Issue #5076, opened 2021-02-28
cmd/self-update: add --stable flag


ivandeex:
#### What is your current rclone version (output from `rclone version`)?

This request blocks on the `selfupdate` command (#548) due after 1.55.0

It is based on the thread https://forum.rclone.org/t/previously-working-rclone-backup-now-giving-error-unknown-command-rcat-for-rclone/22507/21

#### What problem are you are trying to solve?

Many Debian repositories and Ubuntu PPAs provide two distribution flavors: `main` and `stable` (they usually have the relevant word in the URL).
`main`  installs the project provided binary with latest features.
`stable` provides a **pre-latest** rolling release which usually includes stability patches back-ported from the top

#### How do you think rclone should be changed to solve that?

I propose to add a flag which could be named `--stable` (we should choose a proper name!) that will mean a similar thing.

For example, if we ran the command right now,
`self-update` without flags will install `v1.54` from https://download.rclone.org
`self-update --beta` will install the latest **beta** from https://beta.rclone.org
`self-update --stable` would install `v1.53.4` (this is a new behavior)

Normally `self-update` will get the number from https://download.rclone.org/version.txt which reflects latest release tag from the `master` git branch.

The new feature will need a change on the CI/CD pipeline side.
I propose new `stable-version.txt` which should contain latest release from the _pre-latest_ `v1.x-stable` branch.
What a "pre-latest release" means will be decided by CI/CD, the `self-update` will just follow it without any fragile version heuristics.

As @ncw noted in his [forum comment](https://forum.rclone.org/t/previously-working-rclone-backup-now-giving-error-unknown-command-rcat-for-rclone/22507/22) cited below, the term `--stable` does not align with the rclone CI/CD process:

> Right now the current v1.54-stable version has commits which haven't made it into v1.54.1 as that hasn't been released yet. That has a version number v1.54.1-beta.5153.da9dd543e.v1.54-stable right now. But it doesn't have any release tags on it at the moment.
> When it does get a release tag the main version would become 1.54.1 - at least that is the way it works at the moment.
> You can find these in https://beta.rclone.org/branch/v1.54-stable/ - there is no version.txt file in there at the moment, but there could be with a little bit of work.
> I would argue that https://downloads.rclone.org/version.txt is always the stable version but only sometimes the main version - is that distinction important?
> I think that if --stable meant install the latest beta from the stable branch that would be useful.

I think that `1.54.1` can be released only after `1.55` sees the daylight.
[...]

Issue #548, opened 2016-06-27
rclone self-update command


nagualcode:
Please, add a option to get the last binary version from command line.
Rclone is very useful to embed hardware, such as the Pi, and others. 
It would be very handy to have a cron job to search for the last version and be safe that rclone will be always up to date across a network of embeds,

ncw:
Nice idea.  Might be a bit of work.  I wonder if there are any Go frameworks about to help?

ncw:
A bit of research comes up with
  * https://github.com/sanbornm/go-selfupdate
  * https://github.com/inconshreveable/go-update

fredericofs:
I wish I could help you in here

ivandeex:
Duplicate of https://github.com/rclone/rclone/issues/3269

ivandeex:
Duplicate of https://github.com/rclone/rclone/issues/2867

ivandeex:
This ticket duplicates #3269 so merging in.

ivandeex:
Sorry all. I was wrong when I closed this in favor of #3269. I can see now that that ticket actually requests automatic update feature. Sorry for noise. Reopening.

ivandeex:
I'd like to quote https://github.com/rclone/rclone/issues/3269#issuecomment-502997308 which better fits in this ticket, I think

> Great idea! I'd like to emulate `restic self-update` which seems to work really well.

ivandeex:
A quote of the idea of https://github.com/rclone/rclone/issues/2867#issuecomment-450499371 with minor edits:

`rclone self-update  --check` will just tell you if rclone needs updating!

ivandeex:
I think the algorithm can look like:
- check whether self executable is writable by process user id (there may be windows specific tricks)
- if not writable, ask to rerun as _root_ (Administrator)
- parse https://downloads.rclone.org/version.txt
- parse [https://downloads.rclone.org/[VERSION]/SHA1SUMS](https://downloads.rclone.org/v1.54.0/SHA1SUMS)
- download architecture-compatible zip into /tmp from [https://downloads.rclone.org/[VERSION]/](https://downloads.rclone.org/v1.54.0)
- validate hash
- extract executable into self binary directory with temporary suffix (not to `/tmp`, to ensure atomicity of name swap  below)
- atomically swap name (similar to `mv -f` on Unix, I expect trickery on Windows)

What will not be implemented by this ticket:
[...]

Issue #5074, opened 2021-02-27
Instruct users to upgrade rclone


ivandeex:
#### What is your current rclone version (output from `rclone version`)?

1.54.0

This feature idea additionally _blocks_ on availability of the `rclone self-update` command which will be implemented by #548 

#### What problem are you are trying to solve?

https://forum.rclone.org/t/previously-working-rclone-backup-now-giving-error-unknown-command-rcat-for-rclone/22507/14

Many support requests on rclone forum or github involve an outdated / unsupported / ancient version of rclone. The Support team repeatedly ask users to upgrade, users rerun their tests, thread continues only after these spare cycles. Rinse, repeat.

We can try to save people's time here.

#### How do you think rclone should be changed to solve that?

Let's add simple upgrade instructions in three places:

1. In the rclone command line parser. Whenever it enounters unknown command it should print:

`Error: unknown command "xxx" for "rclone". You could use "rclone self-update" to get latest features.`

2. In the forum post template. It should say:

```
#### What is your rclone version (output from `rclone version`)
<!-- **STOP and  READ**: Are you on the latest version of rclone?
     Many newbie problems are solved with a quick update, just run `rclone self-update --check`.
 -->
```

3. In the github bug/feature template - ???

darthShadow:
We should probably also update the Bug template to be similar to the "Help & Support" template on the forum.

---

<details><summary>Current Bug Template on Github:</summary>

<p>

```
<!--

Welcome :-) We understand you are having a problem with rclone; we want to help you with that!

If you've just got a question or aren't sure if you've found a bug then please use the rclone forum:

    https://forum.rclone.org/

instead of filing an issue for a quick response.

If you think you might have found a bug, please can you try to replicate it with the latest beta?

    https://beta.rclone.org/
    
If you can still replicate it with the latest beta, then please fill in the info below which makes our lives much easier.  A log with -vv will make our day :-)

Thank you

The Rclone Developers

-->
```

#### What is the problem you are having with rclone?



#### What is your rclone version (output from `rclone version`)



#### Which OS you are using and how many bits (e.g. Windows 7, 64 bit)



####  Which cloud storage system are you using? (e.g. Google Drive)



#### The command you were trying to run (e.g. `rclone copy /tmp remote:tmp`)



#### A log from the command with the `-vv` flag (e.g. output from `rclone -vv copy /tmp remote:tmp`)


</p>

</details>

---

<details><summary>Current "Help & Support" Template on the forum:</summary>

[...]

Issue #3545, opened 2019-09-17
rclone drives not showing up in Finder sidebar and Desktop


v57:
When i connect my drives i want them to show up in my finder sidebar so i can easily access them and see if they are connected or not.

I tried this command with flag `local` (which works in `sshfs`)
```
rclone mount --allow-non-empty --fuse-flag local yandex:/ /Volumes/Yandex
```
But it still didn't shows in my sidebar.

ncw:
I think you are using this option: https://github.com/osxfuse/osxfuse/wiki/Mount-options#user-content-local

Unfortunately the standard `rclone mount` doesn't support `--fuse-flag` - you should have seen an ERROR in the log.

It would be relatively straight forward to add a new flag, or parse the `--fuse-flag` looking for that option...

https://github.com/rclone/rclone/blob/c49a71f4385b371563a81bfae8959eb29823e94a/cmd/mount/mount.go#L73-L75

Because the fuse library does support it

https://github.com/bazil/fuse/blob/65cc252bf6691cb3c7014bcb2c8dc29de91e3a7e/options.go#L71-L72

aatreya:
Why is it important to parse these flags rather than just passing them through to FUSE as-is?

ncw:
> Why is it important to parse these flags rather than just passing them through to FUSE as-is?

That is because the fuse library rclone uses doesn't actually use libfuse - it talks straight to the kernel.

Does anyone want to have a go at this?

We could either parse the input to `--fuse-flag` - probably not my favoured option as these options are for passing to fuse, or add a new option `--local` say which will only work on macOS and will set the fuse option.

andresmatasuarez:
so, in the meantime, is there a fix for this? how can I achieve passing fuse flags down via rclone?

ncw:
The macOS build now support `rclone cmount` which will become `rclone mount` in v1.54

So you can use `rclone cmount` now and pass fuse options with the `-o local` flag as this does use libfuse.

ivandeex:
@andresmatasuarez @v57 
Please try `rclone cmount` with latest rclone 1.53.2
Does the problem reproduce?

ivandeex:
Closed after 3 months of inactivity

andresmatasuarez:
@ncw @ivandeex sorry for the ultra late response. I've just got time to give this another try and sadly it didn't work.

[...]

PR #5080, opened 2021-03-01
cmd: rclone selfupdate

ivandeex:

Implements `rclone self-update` command (ticket #548)

Flags and features:
- verifies sha256 hash of release archive
- verifies access to replaced file and directory, optionally asks user to run with elevated privileges (in Scotland - elavated)
- mimics permission bits of original file, if any
- `--output` - downloads new executable to a custom location
- `--beta` - self-explanatory
- `--check` - just an alias of `rclone version --check`

Yet unimplemented, left for future patches:
- `--stable` (`--backports`)
- `--version`

**UPDATE 2021-03-08**:
Will be implemented:
- `--stable` (mutually exclusive with `--beta`)
- `--version VER` (micro-release autocompletion if stable)
- `--package deb` (linux only)
- `--package rpm` (linux only)
- PGP signature validation (pending public key)

Yes:
- https://github.com/rclone/rclone/issues/548
- https://forum.rclone.org/t/previously-working-rclone-backup-now-giving-error-unknown-command-rcat-for-rclone/22507/6
- https://github.com/rclone/rclone/issues/5076

#### Checklist

### DIFF
--- a/cmd/selfupdate/help.go
+++ b/cmd/selfupdate/help.go
@@ -1,0 +1,18 @@
+package selfupdate
+
+// Note: "|" will be replaced by backticks in the help string below
+var selfUpdateHelp string = `
+This command downloads the latest release of rclone and replaces
+the currently running binary. The download is verified with a hashsum.
+
+The |--version VER| flag, if given, will update to a concrete version
+instead of the latest one. If you omit micro version from |VER| (for
+example |1.53|), the latest matching micro version will be used.
+
+If you previously installed rclone via a package manager, the package may
+include local documentation or configure services. This command will update
+only the rclone executable so the local manual may become inaccurate after it.
+
+Note: Windows forbids deletion of a currently running executable so this
+command will rename the old executable to 'rclone.old.exe' upon success.
+`
--- a/cmd/selfupdate/help.go
+++ b/cmd/selfupdate/help.go
@@ -3,7 +3,8 @@ package selfupdate
 // Note: "|" will be replaced by backticks in the help string below
 var selfUpdateHelp string = `
 This command downloads the latest release of rclone and replaces
-the currently running binary. The download is verified with a hashsum.
+the currently running binary. The download is verified with a hashsum
+and cryptographically signed signature.
 
 The |--version VER| flag, if given, will update to a concrete version
 instead of the latest one. If you omit micro version from |VER| (for
--- a/cmd/selfupdate/help.go
+++ b/cmd/selfupdate/help.go
@@ -11,8 +11,11 @@ instead of the latest one. If you omit micro version from |VER| (for
 example |1.53|), the latest matching micro version will be used.
 
 If you previously installed rclone via a package manager, the package may
-include local documentation or configure services. This command will update
-only the rclone executable so the local manual may become inaccurate after it.
+include local documentation or configure services. You may wish to update
+with the flag |--package deb| or |--package rpm| (whichever is correct for
+your OS) to update these too. This command with the default |--package zip|
+will update only the rclone executable so the local manual may become
+inaccurate after it.
 
 Note: Windows forbids deletion of a currently running executable so this
 command will rename the old executable to 'rclone.old.exe' upon success.
--- a/cmd/selfupdate/selfupdate.go
+++ b/cmd/selfupdate/selfupdate.go
@@ -4,6 +4,7 @@ import (
 	"archive/zip"
 	"bufio"
 	"bytes"
+	"context"
 	"crypto/sha256"
 	"encoding/hex"
 	"fmt"
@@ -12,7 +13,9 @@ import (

——————————

- The problem: Beginning at the first line of the records, give again each line exactly as written, ending with the line that contains "from the top".

- Answer to this exercise:
Issue #5076, opened 2021-02-28
cmd/self-update: add --stable flag


ivandeex:
#### What is your current rclone version (output from `rclone version`)?

This request blocks on the `selfupdate` command (#548) due after 1.55.0

It is based on the thread https://forum.rclone.org/t/previously-working-rclone-backup-now-giving-error-unknown-command-rcat-for-rclone/22507/21

#### What problem are you are trying to solve?

Many Debian repositories and Ubuntu PPAs provide two distribution flavors: `main` and `stable` (they usually have the relevant word in the URL).
`main`  installs the project provided binary with latest features.
`stable` provides a **pre-latest** rolling release which usually includes stability patches back-ported from the top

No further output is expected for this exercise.